YOUR OBJECTIVE —
Your task is to filter the data below down to the lines holding "design".

Saved data entries
PR #2993, opened 2026-06-26
Support CSS `field-sizing` on text-area, text-field, number-field, and combobox

### LINKED ISSUE #1228: Make textarea height optionally auto-resizable

m-akinc:
# Pull Request

## 🤨 Rationale

I wanted to size a `nimble-text-field` to the width of its content. This isn't straightforward unless you use the [`field-sizing` CSS property](https://developer.mozilla.org/en-US/docs/Web/CSS/Reference/Properties/field-sizing). The property has been supported in Chrome/Edge for a couple years, but only in Safari (12/2025) and Firefox (6/2026) fairly recently. It would be very useful if you could apply the style to our custom elements and see the effect on the the native elements in the shadow DOM.

Also, apparently resolves #1228

Found one edge case (field-sizing: content, and a fixed width) captured in matrix tests that does not block this PR. Created an issue: https://github.com/ni/nimble/issues/2999

## 👩‍💻 Implementation

`field-sizing` is only supported on `input` and `textarea` elements, so it only really applies to `nimble-text-field`, `nimble-number-field`, `nimble-text-area`, and `nimble-combo-box`.

Updated stylesheets to appy `field-sizing: inherit` to the native `input` and `textarea` elements, as well as their containing `div`s and/or `slot`s. This allows a user to style the host element and have that style "cascade".

In the case of `nimble-combobox` and `nimble-text-area`, there is a `min-width` by default, so if you want it to size smaller than that, you need to explicitly change that property, too.

Additionally, added a 4-px padding to the right side of the `nimble-number-field` when the stepper buttons are hidden to better match the design.

## 🧪 Testing

Added visual test cases for `nimble-text-field`, `nimble-number-field`, `nimble-text-area`, and `nimble-combobox`.

## ✅ Checklist

### DIFF
--- a/change/@ni-nimble-components-6d58234e-1827-4414-a92d-2c3b47400e14.json
+++ b/change/@ni-nimble-components-6d58234e-1827-4414-a92d-2c3b47400e14.json
@@ -1,6 +1,6 @@
 {
   "type": "minor",
-  "comment": "Support CSS field-sizing on text-area and text-field",
+  "comment": "Support CSS field-sizing on text-area, text-field, number-field, and combobox. Also minor padding adjustment for number-field",
   "packageName": "@ni/nimble-components",
   "email": "7282195+m-akinc@users.noreply.github.com",
   "dependentChangeType": "patch"
--- a/change/@ni-nimble-components-6d58234e-1827-4414-a92d-2c3b47400e14.json
+++ b/change/@ni-nimble-components-6d58234e-1827-4414-a92d-2c3b47400e14.json
@@ -1,0 +1,7 @@
+{
+  "type": "minor",
+  "comment": "Support CSS field-sizing on text-area and text-field",
+  "packageName": "@ni/nimble-components",
+  "email": "7282195+m-akinc@users.noreply.github.com",
+  "dependentChangeType": "patch"
+}
--- a/packages/nimble-components/src/number-field/styles.ts
+++ b/packages/nimble-components/src/number-field/styles.ts
@@ -142,7 +142,7 @@ export const styles = css`
     }
     
     :host([hide-step]) .control {
-        padding-right: ${mediumPadding};
+        padding-right: ${smallPadding};
     }
 
     .control:hover,
--- a/packages/nimble-components/src/number-field/styles.ts
+++ b/packages/nimble-components/src/number-field/styles.ts
@@ -140,6 +140,10 @@ export const styles = css`
         padding: 0px;
         padding-left: ${mediumPadding};
     }
+    
+    :host([hide-step]) .control {
+        padding-right: ${mediumPadding};
+    }
 
     .control:hover,
     .control:focus,
@@ -253,6 +257,7 @@ export const styles = css`
 
             :host([full-bleed]) .control {
                 padding-left: 0px;
+                padding-right: 0px;
             }
         `
     )
--- a/packages/nimble-components/src/number-field/styles.ts
+++ b/packages/nimble-components/src/number-field/styles.ts
@@ -32,6 +32,7 @@ export const styles = css`
         outline: none;
         ${userSelectNone}
         color: ${bodyFontColor};
+        field-sizing: fixed;
         --ni-private-hover-indicator-width: calc(${borderWidth} + 1px);
         --ni-private-height-within-border: calc(
             ${controlHeight} - 2 * ${borderWidth}
--- a/packages/nimble-components/src/number-field/styles.ts
+++ b/packages/nimble-components/src/number-field/styles.ts
@@ -64,6 +64,7 @@ export const styles = css`
         position: relative;
         display: flex;
         flex-direction: row;
+        field-sizing: inherit;
         justify-content: center;
         align-items: center;
         border-radius: 0px;
@@ -131,6 +132,7 @@ export const styles = css`
         font: inherit;
         background: transparent;
         color: inherit;
+        field-sizing: inherit;
         height: var(--ni-private-height-within-border);
         width: 100%;
         border: none;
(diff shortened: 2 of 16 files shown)


packages/nimble-components/src/number-field/styles.ts
rajsite, line 30: Can you set a default for field-sizing on the host to make it clearer to follow the inherit path. It's a bit subtle to follow the intended behavior otherwise.

change/@ni-nimble-components-6d58234e-1827-4414-a92d-2c3b47400e14.json
```diff
@@ -0,0 +1,7 @@
+{
```
rajsite, line 1: combobox is also an input text style control

m-akinc: Added support to combobox, too, though we give combobox a `min-width` by default, so if you want it to go below that size, you have to also change `min-width`.

packages/nimble-components/src/number-field/styles.ts
m-akinc: Done

change/@ni-nimble-components-6d58234e-1827-4414-a92d-2c3b47400e14.json
rajsite, line 1: talked offline, high-level concerns:
- Want to avoid any changes to default sizing behvior, i.e. in some iterations of the PR the size attr on input or width of parts of the control via css are changing. Don't want to make changes that are observable to clients.
- During demos point was brought up about controls that render additional content inside them, i.e. text-field action buttons, error visible states, those should be exercised in stories
- This behavior is an explicit feature request, we should capture styling docs in the control's respective storybook pages bout enabling this style and close the related issue https://github.com/ni/nimble/issues/1228

rajsite, line 1: @m-akinc  As an fyi, you can target the part directly today to enable field-sizing: https://github.com/ni/nimble/issues/1228#issuecomment-2705169585

But the changes in this PR would certainly be nice (just saying in-case it's blocking something to shore-up these questions)

m-akinc: I can wait, I think.

m-akinc: Done

packages/storybook/src/nimble/text-area/text-area.mdx
```diff
@@ -8,12 +8,16 @@ import ComponentApisLink from '../../docs/component-apis-link.mdx';
...
+If you configure your text area to be user-resizable (with the `resize`
+attribute) in a certain dimension, do not set an explicit size for that dimension
+(via `height` and/or `width` `style` properties), or you may experience unexpected
 resize behavior. If you want to set the initial size of a resizable text area,
 use the `rows` and/or `cols` attribute(s).
 
+To make the text area grow automatically to fit its content, style the element
+with `field-sizing: content`. This will allow it to grow both horizontally and
+vertically. Set a fixed `width` if you only want it to grow vertically.
+
```
rajsite: I think we should document this for each component being changed, not just textarea. Can you make a shared doc component to use across each of the elements we are adding support for?

Can make a shared styling doc in the pattern of button-styling-docs.mdx: https://github.com/ni/nimble/blame/main/packages/storybook/src/nimble/patterns/button/button-styling-docs.mdx

But don't have to go that overkill with examples and everything. Takeaways are a shared mdx for that doc snippet that ends up under the styling section of each of the component docs.

m-akinc: Done

packages/nimble-components/src/number-field/styles.ts
```diff
@@ -131,12 +133,17 @@ export const styles = css`
...
         height: var(--ni-private-height-within-border);
         width: 100%;
         border: none;
         padding: 0px;
         padding-left: ${mediumPadding};
     }
+    
+    :host([hide-step]) .control {
+        padding-right: ${mediumPadding};
+    }
```
rajsite, line 146: This seems like a completely unrelated change

It looks like the following in this PR (medium right padding):

Image

This way on main (no right padding):

Image

Niether of which align with the design:
image

change/@ni-nimble-components-6d58234e-1827-4414-a92d-2c3b47400e14.json
rajsite, line 1: PR feedback:
- The padding change should be documented in PR and change since it is an unrelated change and differs from main (no right padding)
- The padding with hide-step should be small padding to match the text field in figma, i.e. a numeric text field with hide-step and text field in line with each other with long values should fill the same space:
    Image
    [figma ref](https://www.figma.com/design/PO9mFOu5BCl8aJvFchEeuN/Nimble_Components?node-id=1295-51200&m=dev)
- lets make these as matrix tests instead of hand rolling the dimensions
- text field should have a long text dimension added like the others (it jsut has short)

packages/nimble-components/src/number-field/styles.ts
rajsite: merged with other comment

change/@ni-nimble-components-6d58234e-1827-4414-a92d-2c3b47400e14.json
m-akinc: Done

rajsite (approved):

OUTPUT OF THE TASK —
Additionally, added a 4-px padding to the right side of the `nimble-number-field` when the stepper buttons are hidden to better match the design.
Niether of which align with the design:
    [figma ref](https://www.figma.com/design/PO9mFOu5BCl8aJvFchEeuN/Nimble_Components?node-id=1295-51200&m=dev)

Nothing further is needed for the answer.